Why do you think it's not as common? Or do you think it's just not talked about as much?


----------



## HuntDawg (Jul 14, 2017)

My guess is that 9 out of 10 times you miss, you are behind the bird, and the other 1 time, you are very far behind the bird. 

Just my guess as to why more do not do it.


----------



## king killer delete (Jul 14, 2017)

water swat no big deal


----------



## obadiah (Jul 14, 2017)

A few years ago I bought about 10 different boxes and shot a few shells of each at paper with different chokes. All of them would kill a duck over decoys, but for my gun, the more expensive shells (blindside, black cloud, heavy metal, hypersonic) and the cheapest (xpert) all had holes in the pattern. 

Kent's had the best pattern for me but it was about neck and neck with the basic federals and remongtons. 

Let us know what you find.


----------



## krazybronco2 (Jul 18, 2017)

my guess would be it isnt as common like you said most see the pretty box and some fancy choke tube and go hunting. also it isnt like turkey hunting where you have to know where your point of aim is. 

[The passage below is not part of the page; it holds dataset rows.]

PR #1720, opened 2016-06-12
Fix for compilation with clang - issue reported by Olaf Bergmann

joakimeriksson:
Clang seems not to discover that the statement is always false (while GCC does) and therefore complains about lack of the function called within the always false block e.g. rpl_ns_periodic();. Olaf Bergmann reported it to me and I got the same problem compiling with clang on my OS-X. This fix the issue.

### DIFF
--- a/core/net/rpl/rpl-timers.c
+++ b/core/net/rpl/rpl-timers.c
@@ -84,11 +84,13 @@ handle_periodic_timer(void *ptr)
   rpl_dag_t *dag = rpl_get_any_dag();
 
   rpl_purge_dags();
-  if(dag != NULL && RPL_IS_STORING(dag->instance)) {
-    rpl_purge_routes();
-  }
-  if(dag != NULL && RPL_IS_NON_STORING(dag->instance)) {
-    rpl_ns_periodic();
+  if(dag != NULL) {
+    if(RPL_IS_STORING(dag->instance)) {
+      rpl_purge_routes();
+    }
+    if(RPL_IS_NON_STORING(dag->instance)) {
+      rpl_ns_periodic();
+    }
   }
   rpl_recalculate_ranks();
 


alignan:
:+1:

simonduq:
Why doing this only for this particular instance of `RPL_IS_NON_STORING`? Why not do it for the `RPL_IS_STORING` above?

The purpose of `RPL_IS_NON_STORING` is to yield simple code that does the compile-time and run-time check. If the other code locations with `RPL_IS_NON_STORING` don't cause any problem with Clang I'm confident there is a cleaner solution. 

How adding a variable `instance` assigned at the beginning of the function instead? Let it be `NULL` if `dag` is `NULL`.

joakimeriksson:
Assigning a runtime variable will not help that function will still be problematic. I can do it like this:

     if(RPL_WITH_STORING && dag != NULL && RPL_IS_STORING(dag->instance)) {
       rpl_purge_routes();
     }
     if(RPL_WITH_NON_STORING && dag != NULL && RPL_IS_NON_STORING(dag->instance)) {
       rpl_ns_periodic();
     }

To make it more "fair" between storing and non storing but it needs to be at compile time - clang seems not be the best at figuring out the truth value of the DEFINE RPL_IS_NON_STORING()... It is obviously always false but clang seems to fail seeing that here.

simonduq:
but `RPL_WITH_NON_STORING` is checked in `RPL_IS_NON_STORING` so I don't really understand

joakimeriksson:
Neither do I. Ask the clang team ;-)

simonduq:
Have you tried:
```
struct rpl_instance *instance = dag != NULL dag->instance : NULL;
if(RPL_IS_STORING(instance)) {
  rpl_purge_routes();
}
if(RPL_IS_NON_STORING(instance)) {
  rpl_ns_periodic();
}
```

joakimeriksson:
Clang is intestesting... Changed the PR a bit now. Since it just needs not to evaluate the dag in the same if... That seems to solve the problem - thanks for the suggestion.

simonduq:
Yep there are many other instances of `if(RPL_IS_NON_STORING())` so I found it odd you'd only need to fix this one.

joakimeriksson:
Likely due to combining it with something more. I guess we should have a OS-X machine under control of Travis somewhere ;-)

simonduq:
Can't we do it in Linux?

joakimeriksson:
Yes, I guess the same clang as I am running on OS-X should be possible to install in linux also.

joakimeriksson:
Also fails with this:
Ubuntu clang version 3.5.0-4ubuntu2~trusty2 (tags/RELEASE_350/final) (based on LLVM 3.5.0)
Target: i386-pc-linux-gnu
Thread model: posix

So - yes will also work fine "failing" in linux.

joakimeriksson:
Another message list failure in Cooja - I do think we should add a class method in Simulator that know the visibility - otherwise we will have to throw in that argument in all methods... (Simulator.hasGUI() or similar).

simonduq:
annoying yes... restarted the job

joakimeriksson:
I will try to do another Cooja PR during the weekend (if I get the time).

simonduq:
:+1:

PR #1723, opened 2016-06-13
core/net/mac/frame802154: Fix typo in PAN ID compression condition

gebart:
I stumbled upon this warning when trying out the new GCC 6.1 release:

```
../../../contiki/core/net/mac/frame802154.c: In function ‘frame802154_has_panid’:
../../../contiki/core/net/mac/frame802154.c:151:30: warning: self-comparison always evaluates to true [-Wtautological-compare]
       if(fcf->dest_addr_mode == fcf->dest_addr_mode) {
                              ^~
```

I believe this is a typo and that the correct fix is the supplied PR, but please validate this independently.

### DIFF
--- a/core/net/mac/frame802154.c
+++ b/core/net/mac/frame802154.c
@@ -146,30 +146,18 @@ frame802154_has_panid(frame802154_fcf_t *fcf, int *has_src_pan_id, int *has_dest
   }
 
   if(fcf->frame_version == FRAME802154_IEEE802154E_2012) {
+    /* IEEE 802.15.4e-2012, Table 2a, PAN ID Compression */
     if(!fcf->panid_compression) {
-      /* Compressed PAN ID == no PAN ID at all */
-      if(fcf->dest_addr_mode == fcf->dest_addr_mode) {
-        /* No address or both addresses: include destination PAN ID */
-        dest_pan_id = 1;
-      } else if(fcf->dest_addr_mode) {
-        /* Only dest address, include dest PAN ID */
+      if(fcf->dest_addr_mode) {
+        /* Use destination PAN ID if destination address is present */
         dest_pan_id = 1;
       } else if(fcf->src_addr_mode) {
         /* Only src address, include src PAN ID */
         src_pan_id = 1;
       }
-    }
-    if(fcf->dest_addr_mode == 0 && fcf->dest_addr_mode == 1) {
-      /* No address included, include dest PAN ID conditionally */
-      if(!fcf->panid_compression) {
-        dest_pan_id = 1;
-      }
-    }
-    /* Remove the following rule the day rows 2 and 3 from table 2a are fixed: */
-    if(fcf->dest_addr_mode == 0 && fcf->dest_addr_mode == 0) {
-      /* Not meaningful, we include a PAN ID iff the compress flag is set, but
-       * this is what the standard currently stipulates */
-      dest_pan_id = fcf->panid_compression;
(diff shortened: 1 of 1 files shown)


simonduq:
I confirm this is a bug, and not the only one. It is something I had seen and fixed before but forgot to upstream it seems.

I think the test should be:
`if((fcf->dest_addr_mode == 0) == (fcf->src_addr_mode == 0)) {`
(because we don't want equality, we only want both 0 or both non-0)

Then, the next if `if(fcf->dest_addr_mode == 0 && fcf->dest_addr_mode == 1) {` should basically be removed together with its content.

The third one should also become:
`if(fcf->dest_addr_mode == 0 && fcf->src_addr_mode == 0) {`

gebart:
I rewrote the conditions based on table 2a in [IEEE 802.15.4e-2012](https://standards.ieee.org/getieee802/download/802.15.4e-2012.pdf)

core/net/mac/frame802154.c
```diff
@@ -146,30 +146,18 @@ frame802154_has_panid(frame802154_fcf_t *fcf, int *has_src_pan_id, int *has_dest
...
-        /* Only dest address, include dest PAN ID */
+      if(fcf->dest_addr_mode) {
+        /* Use destination PAN ID if destination address is present */
         dest_pan_id = 1;
       } else if(fcf->src_addr_mode) {
         /* Only src address, include src PAN ID */
         src_pan_id = 1;
       }
-    }
-    if(fcf->dest_addr_mode == 0 && fcf->dest_addr_mode == 1) {
```
gebart: This condition could never be true

core/net/mac/frame802154.c
```diff
@@ -146,30 +146,18 @@ frame802154_has_panid(frame802154_fcf_t *fcf, int *has_src_pan_id, int *has_dest
...
-      /* No address included, include dest PAN ID conditionally */
-      if(!fcf->panid_compression) {
-        dest_pan_id = 1;
-      }
-    }
-    /* Remove the following rule the day rows 2 and 3 from table 2a are fixed: */
-    if(fcf->dest_addr_mode == 0 && fcf->dest_addr_mode == 0) {
```
gebart: I guess this is another typo, likely the second part of the condition would have been src instead of dest

simonduq: Yes, as mentioned in my previous comment. But the block is needed to comply with 802.15.4-e-2012

core/net/mac/frame802154.c
simonduq: Right this needs removing as mentioned in my previous comment

core/net/mac/frame802154.c
simonduq: OK I see now that you have reworked the whole thing, I like it this way. Only thing I would add is a comment on the case with no address included, which is a bug in 802.15.4e-2012 (probably fixed now in 802.15.4-2015, but this needs double-checking)

gebart: Could you post a link to the 2015 standard? I only have the 2011 document for reference together with the 2012e addendum

simonduq: Unfortunately not, it has not yet become free

simonduq:
:+1:

gebart:
OK to squash?

alignan:
Yes, please do

gebart:
squashed

simonduq:
Thanks!

PR #1724, opened 2016-06-13
Coffee: minor enhancements

nvt:
* Simplify Coffee by changing certain CPP conditionals to C conditionals, which should be possible for the compiler to optimize based on their constant values.
* Remove the I/O semantics conditional because it is good to have consistent API across Coffee ports.
* Change the struct cfs_dir internal variable name to something more sensible.
* Minor clean up of the source code.


alignan:
:+1:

if im shooting factory stuff i normally dont pattern it but i did pattern my reloads when i first started reloading. which reminds me i need to go pattern my A5 with my reloads.


----------



## mattech (Jul 18, 2017)

krazybronco2 said:


> . also it isnt like turkey hunting where you have to know where your point of aim is.



That's what I always thought, I've been doing alot of research, and pattern density isn't as important with ducks as it is with turkey, but the POA is a big deal, you want your gun to have about 60% of the load above POA, and 40% below POA. 


..


----------



## WOODIE13 (Jul 23, 2017)

Water swats, cheap 2 3/4" steel #6 loads, awesome swatters and close in ducks to 30 yds.

Factory mod here, does great, why change


----------



## homey (Aug 4, 2017)

mattech said:


> That's what I always thought, I've been doing alot of research, and pattern density isn't as important with ducks as it is with turkey, but the POA is a big deal, you want your gun to have about 60% of the load above POA, and 40% below POA.
> 
> 
> ..



Mine is set up and adjusted to shoot where I'm looking. Isn't that what you want?


----------



## Mexican Squealer (Aug 4, 2017)

Might be overthinking this...


----------



## UpstateFishing (Aug 4, 2017)

I patterned mine, and surprisingly the shells I thought would pattern best didn't.

The surprise winners were Hevimetal and Hypersonics, and the loser was Kents, which I had the most confidence in before I patterned.


----------



## Quackmasterofgeorgia (Aug 5, 2017)

king killer delete said:


> water swat no big deal



I'll second it, they swim a whole lot slower than they fly. They normally don't get a chance to land before the shot is called with my group.


----------



## Quackmasterofgeorgia (Aug 5, 2017)

UpstateFishing said:


> I patterned mine, and surprisingly the shells I thought would pattern best didn't.
> 
> The surprise winners were Hevimetal and Hypersonics, and the loser was Kents, which I had the most confidence in before I patterned.



When I patterned my 870 with a kicks high flier, hevimetal was best, second best was blind side, and the worst two were spectra shot and kents which surprised me. Federal was in between.


----------



## lagrangedave (Aug 5, 2017)

Shooting clay practice helps me 10 fold on my wing shooting


----------



## Quackmasterofgeorgia (Aug 5, 2017)

lagrangedave said:


> Shooting clay practice helps me 10 fold on my wing shooting



Same here, it also helps to have different angles that the clay is coming from.


----------



## Jack Ryan (Aug 5, 2017)

HuntDawg said:


> My guess is that 9 out of 10 times you miss, you are behind the bird, and the other 1 time, you are very far behind the bird.
> 
> Just my guess as to why more do not do it.



Ditto.

Some people do pattern, and then some of those people don't learn a thing from it.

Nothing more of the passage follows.